Finally, the Complaint also still fails to allege any actual damages to Plaintiffs for the alleged fraudulent concealment other than defects to the car covered by the express warranty.

 

Economic Loss Rule

 

           The Court declines Plaintiffs’ request to continue this case pending the decisions by the Court of Appeal on whether a fraud claim may be based on fraudulent omission.  There is nothing indicating that the facts of those cases are similar to the circumstances of this case.  Moreover, the Court is not sustaining the demurrer solely on the economic loss rule and so the appeals are not necessarily dispositive of this issue.  Thus, the Court briefly reincorporates its prior discussion of the economic loss rule as noted below. 

 

           Here, Plaintiffs’ harm is economic only because they allege that the damage is to the vehicle with no physical damage to property or personal injury.  Plaintiffs do not claim that the Vehicle’s alleged defects caused any personal injury or damage to property other than the vehicle. (Robinson Helicopter Co. v.
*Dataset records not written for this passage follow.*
PR #2956, opened 2025-02-06
LOG-6532: fix validation rule for Loki Tuning to allow it to be empty without failing validation

vparfonov:
### Description

/cc @cahartma 
/assign @jcantrill 

/cherry-pick 

### Links

- Depending on PR(s):
- Bugzilla:
- Github issue:
- JIRA: https://issues.redhat.com/browse/LOG-6532
- Enhancement proposal:

### DIFF
--- a/api/observability/v1/output_types.go
+++ b/api/observability/v1/output_types.go
@@ -772,7 +772,7 @@ type LokiStackAuthentication struct {
 
 // LokiStack provides optional extra properties for `type: lokistack`
 // +kubebuilder:validation:XValidation:rule="!has(self.labelKeys) || !has(self.dataModel) || self.dataModel == 'Viaq'", message="'labelKeys' cannot be set when data model is 'Otel'"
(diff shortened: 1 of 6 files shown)


api/observability/v1/output_types.go
```diff
@@ -739,6 +739,7 @@ type LokiTuningSpec struct {
 	// Compression causes data to be compressed before sending over the network.
 	//
 	// +kubebuilder:validation:Enum:=none;gzip;snappy
+	// +kubebuilder:default=none
```
jcantrill, line 742: Per our larger API discussions, @xperimental has recommended not setting any defaults because of the element of "surprise" when a CR is different from that spec'd by the user once fetched from storage.  Doing this means you will do nothing but the return will be set to none.

I believe the only way to resolve this is via an initializer that evaluates and modifies the CLF based upon the type and datamodel

vparfonov: Revise code again and think problem was in validation rule, added checking `!has(self.tuning.compression)`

Dana Corp. (2004) 34 Cal.4th 979, 988.)  Instead, they allege that the transmission defect “increases risk of crashes” and “a serious safety risk that can lead to accidents, injuries, or even death.”  (Complaint, ¶ 20.)  This merely constitutes potential, speculative exposure to harm.  Therefore, the economic loss rule bars any recovery.

 

           Plaintiffs argue that the economic loss rule does not bar recovery under a theory of fraudulent inducement to enter into the contract and that Robinson specifically upheld that exception.  However, the holding is not as broad as Plaintiffs contend. 

 

           The California Supreme Court in Robinson cautioned that the exception was “narrow in scope and limited to a defendant’s affirmative misrepresentations on which a plaintiff relies and which expose a plaintiff to liability for personal damages independent of the plaintiff’s economic loss.”  (Robinson, supra, 34 Cal.4th at p. 993, italics added.)  The Court declined to extend the scope of the exception to the economic loss rule to include fraud by omission.  (Id. at p. 994, fn. 9 [“We only address the Court of Appeal’s application of the economic loss rule to [defendant’s] affirmative misrepresentation and do not decide any other issues”]; see also Rattagan v. Uber Technologies (9th Cir. 2021) 19 F.4th 1188, 1192 [“California Courts of Appeal have not addressed whether this Robinson exception applies to fraudulent concealment”].)  Thus, the economic loss rule is an independent, separate ground to sustain the demurrer.  (See also Kelsey v. Nissan North America (C.D.Cal. July 15, 2020, No. CV 20-4835 MRW) [2020 U.S.Dist.Lexis 145411; 2020 WL 4592744] *4 [collecting cases in which federal courts have applied the economic loss rule to prohibit fraudulent inducement claims].) 

 

           As the demurrer is sustained on the above grounds, the Court again does not reach the preemption argument. 

 

           The burden is on the plaintiff to show how the complaint can be amended and the legal effect of the amendment on the pleading.  (Goodman v. Kennedy (1976) 18 Cal.3d 335, 349.)  Plaintiffs have not done so here and merely state that additional “case-specific” allegations can be added.  Given the broader insufficiencies of Plaintiff’s claim for fraudulent omission, the Court declines the request for leave to amend.       

 

Conclusion

 

           The Court sustains the demurrer on the third cause of action for fraudulent inducement by omission, without leave to amend.

 

 



[1]            While paragraph 8 of the Complaint alleges that in May 2020 Plaintiffs purchased a 2018 Honda Pilot, the Complaint elsewhere refers to the subject vehicle as a 2018 Honda Odyssey and 2016 Honda Pilot (Cf. Complaint ¶¶ 49, 50, 52, 55, 58, and 64.) As noted below, this discrepancy is significant in light of paragraph 49 of the Complaint.  Rather than order another round of pleading, the Court assumes the parties will, before trial, stipulate to the model and year of the vehicle Plaintiffs purchased.  Without such clarification, substantial portions of the Complaint would appear to be irrelevant.  

[2]            Paragraph 49, in part, alleges that Honda manufactures hundreds of thousands of vehicles with “defective transmissions . . . including the 2018 Honda Odyssey.”  Yet, the Subject Vehicle is alleged to be a 2018 Honda Pilot.  (Complaint, ¶ 8.)